And with this the hard-featured old boat builder—who had made his money literally by the sweat of his brow—turned once more to his task of figuring out the blue prints of a racing sloop.

Sam saw that it was no use to argue further with his father, and left the shop with no very pleasant expression on his countenance.

"I'll have to see if I can't borrow it somewhere," he mused. "If only I was on better terms with Rob Blake, I could get it from him, I guess. His father is a banker and he must have plenty. I wonder—I wonder if Mr. Blake himself wouldn't lend it to me. I could give him a note for it, and in three months' time I'd be sure to be able to take it up."

With this end in view, the lad started for the Hampton Bank. It required some courage for a youth of his disposition to make up his mind to beard the lion in his den—or, in other words, to approach Mr. Blake in his office. For Sam, while bold enough when his two hulking cronies were about, had no real backbone of his own.

After making two or three turns in front of the bank, he finally screwed his courage to the sticking point, and timidly asked an attendant if he could see the banker.

"I think so. I'll see," was the reply.

In a few seconds the man reappeared, and said that Mr. Blake could spare a few minutes. Hat in hand, Sam entered the ground-glass door which bore on it in imposing gilt letters the word "President."

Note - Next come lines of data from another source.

PR #3004, opened 2019-12-03
Define process title in ruleset

matthias-ronge:


Kitodo-DataEditor/src/main/java/org/kitodo/dataeditor/ruleset/xml/Ruleset.java
```diff
@@ -146,21 +146,31 @@ public String getDefaultLang() {
...
+                for (UniversalDivision subdivision : universalDivision.getUniversalDivisions()) {
+                    if (all || subdivision.getProcessTitle().isPresent()) {
+                        universalDivisions.add(subdivision);
+                    }
+                }
             }
         }
-        return Labeled.listByTranslatedLabel(this, universalDivisions, UniversalDivision::getId,
-            UniversalDivision::getLabels, priorityList);
+        return all || !universalDivisions.isEmpty() ? Labeled.listByTranslatedLabel(this, universalDivisions,
```
Kathrin-Huber: Don't put logic in return statement

Kitodo-DataEditor/src/main/java/org/kitodo/dataeditor/ruleset/xml/Ruleset.java
```diff
@@ -146,21 +146,31 @@ public String getDefaultLang() {
...
+            UniversalDivision::getId, UniversalDivision::getLabels, priorityList)
+                : getDivisions(priorityList, true, subdivisionsByDate);
```
Kathrin-Huber: you are calling getDivions recursive here with the exact same attributes. looks like a possible infinite loop

Kitodo/rulesets/dfg-viewer.xml
```diff
@@ -44,7 +43,23 @@
...
+                        the possibility to automatically form process titles
+                        according to a schema. This is a string of metadata
+                        keys and constants separated by plus signs. Constants
+                        are identified by enclosing them in single quotes. The
+                        special metadata value TSL_ATS is given by the system
+                        with the author title key or, if no author is
+                        specified, the title key (4/2/2/1).
+
+                        When templates are used to form process titles in a
+                        rule set, only those divisions that have a template for
```
Kathrin-Huber:
```suggestion
                        ruleset, only those divisions that have a template for
```

Kitodo/rulesets/dfg-viewer.xml
```diff
@@ -44,7 +43,23 @@
...
+                        forming process titles are proposed as the top division
+                        types for new processes. Otherwise, all divisions are
```
Kathrin-Huber: why is there a restriction to the top level divisions depending on the fact that they are defining a processTitle or not?

Kitodo/rulesets/subhh.xml
```diff
@@ -44,7 +43,23 @@
...
+                        the possibility to automatically form process titles
+                        according to a schema. This is a string of metadata
+                        keys and constants separated by plus signs. Constants
+                        are identified by enclosing them in single quotes. The
+                        special metadata value TSL_ATS is given by the system
+                        with the author title key or, if no author is
+                        specified, the title key (4/2/2/1).
+
+                        When templates are used to form process titles in a
+                        rule set, only those divisions that have a template for
```
Kathrin-Huber:
```suggestion
                        ruleset, only those divisions that have a template for
```

Kitodo/src/main/java/org/kitodo/production/forms/createprocess/CreateProcessForm.java
```diff
@@ -408,8 +409,12 @@ private void processProcessHierarchy() throws ProcessGenerationException {
                 }
                 processDetails = metadata.getRows();
                 try {
+                    StructuralElementViewInterface docTypeView = rulesetManagementInterface
+                            .getStructuralElementView(docType, acquisitionStage, priorityList);
+                    String processTitle = docTypeView.getProcessTitle().orElseThrow(
+                        () -> new ProcessGenerationException(docType + " does not declare a process title."));
```
Kathrin-Huber: I would prefere an empty process title instead of throwing an exception

Kitodo/src/main/java/org/kitodo/production/forms/createprocess/ProcessDataTab.java
```diff
@@ -189,8 +190,12 @@ public void generateProcessTitleAndTiffHeader() {
         List<ProcessDetail> processDetails = this.createProcessForm.getProcessMetadataTab().getProcessDetailsElements();
         Process process = this.createProcessForm.getMainProcess();
         try {
+            StructuralElementViewInterface docTypeView = createProcessForm.getRuleset().getStructuralElementView(
+                docType, createProcessForm.getAcquisitionStage(), createProcessForm.getPriorityList());
+            String processTitle = docTypeView.getProcessTitle()
+                    .orElseThrow(() -> new ProcessGenerationException(docType + " does not declare a process title."));
```
Kathrin-Huber: same here

Kitodo/src/main/java/org/kitodo/production/process/TitleGenerator.java
```diff
@@ -77,13 +77,28 @@ public String generateTitle(String titleDefinition, Map<String, String> genericF
...
+     *
+     * <p>
+     * <u>Examples:</u><br>
+     * {@code createAtstsl("Twenty Thousand Leagues Under the Sea", "Verne")}:
+     * {@code VernTwen}<br>
+     * {@code createAtstsl("Oxford English Dictionary", null)}: {@code OxfoEnDi}
      *
      * @param title
-     *            String
+     *            the title of the works
```
Kathrin-Huber: whats ```the works ``` ?

Kitodo/src/main/java/org/kitodo/production/process/TitleGenerator.java
```diff
@@ -77,13 +77,28 @@ public String generateTitle(String titleDefinition, Map<String, String> genericF
     }
 
     /**
-     * Create Atstsl.
+     * Forms the author title key, or the title key (4/2/2/1) if no author is
+     * given. The author title key is a librarian sort criteria, composed out of
+     * the first four letters of the first author’s last name, followed by the
```
Kathrin-Huber: how can it be formed out of the first author's last name if no author is given?

Kitodo-DataEditor/src/main/java/org/kitodo/dataeditor/ruleset/xml/Ruleset.java
matthias-ronge: No: if `all` was `false` and no element was found, the function is called again with `all` `true`.

Kitodo/rulesets/dfg-viewer.xml
matthias-ronge: Otherwise you cannot create a process title. That's what Sebastian had suggested in his email from 02.12.2019 12:34 o‘clock, and I think that's a good idea. That there were always all elements available was also a thorn in my side. In 2.x it is also the case that only the explicitly defined DocTypes are available for selection, for which a rule for the creation of the title has been defined.

Kitodo/src/main/java/org/kitodo/production/process/TitleGenerator.java
matthias-ronge: If an author is specified, the author title key will be rendered. If no author is specified, the title key (4/2/2/1) is formed. Also, look at the examples below.

Kitodo/src/main/java/org/kitodo/production/process/TitleGenerator.java
matthias-ronge: Whatever should be digitized in there. (German: “das Werk”)

Kitodo/src/main/java/org/kitodo/production/forms/createprocess/ProcessDataTab.java
matthias-ronge: That means you click on the button and nothing happens. It is a matter of taste. I found it better to get a message than to have an application whose buttons just do not work, but ok, I change it.

Kitodo/src/main/java/org/kitodo/production/forms/createprocess/CreateProcessForm.java
matthias-ronge: I cannot imagine that this can be wanted, but if you want it that way...

Kitodo/src/main/java/org/kitodo/production/process/TitleGenerator.java
Kathrin-Huber: Ah, so it should be "work" (even if its plural)

Kathrin-Huber:
```suggestion
     *            the title of the work
```

PR #3005, opened 2019-12-03
Unique process title configuration parameter

solth:
Add configuration parameter to control whether process titles must be unique in Kitodo or not. Default is `true`.


Kitodo/src/main/java/org/kitodo/production/forms/createprocess/CreateProcessForm.java
```diff
@@ -261,12 +262,17 @@ public void setProject(Project project) {
     public String createNewProcess() {
         try {
             createProcessHierarchy();
+            if (Objects.nonNull(PrimeFaces.current())) {
```
Kathrin-Huber:
```suggestion
            if (Objects.nonNull(PrimeFaces.current())  && Objects.nonNull(FacesContext.getCurrentInstance()) {
```

PR #3006, opened 2019-12-03
Change from development to production project stage

henning-gerhardt:
Current MyFaces stage for application is set to development which is a bad for upcoming and working releases as many MyFaces security features are disabled and introducing "easy" ways to take over the application. Setting to production stage enable different security features and reduce the amount of log messages for different outputs.

Review from @solth and / or @oliver-stoehr ?


henning-gerhardt:
I'm was not sure if this context param is needed by someone but if then he / she can add this param again.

The interview was brief, and to Sam most unsatisfactory. The banker pointed out to him that he was a minor, and as such that his note would be no good; and also that, without the permission of his father, he would not think of lending the youth such a sum. Much crestfallen, Sam shuffled his way out toward the main door of the bank, when suddenly a voice he recognized caused him to look up.

"A hundred and twenty-five dollars. That's right, all shipshape and above board!"

It was the old captain of Topsail Island, counting over in his gnarled paw one hundred and twenty-five dollars in crisp bills which he had just received from the paying teller.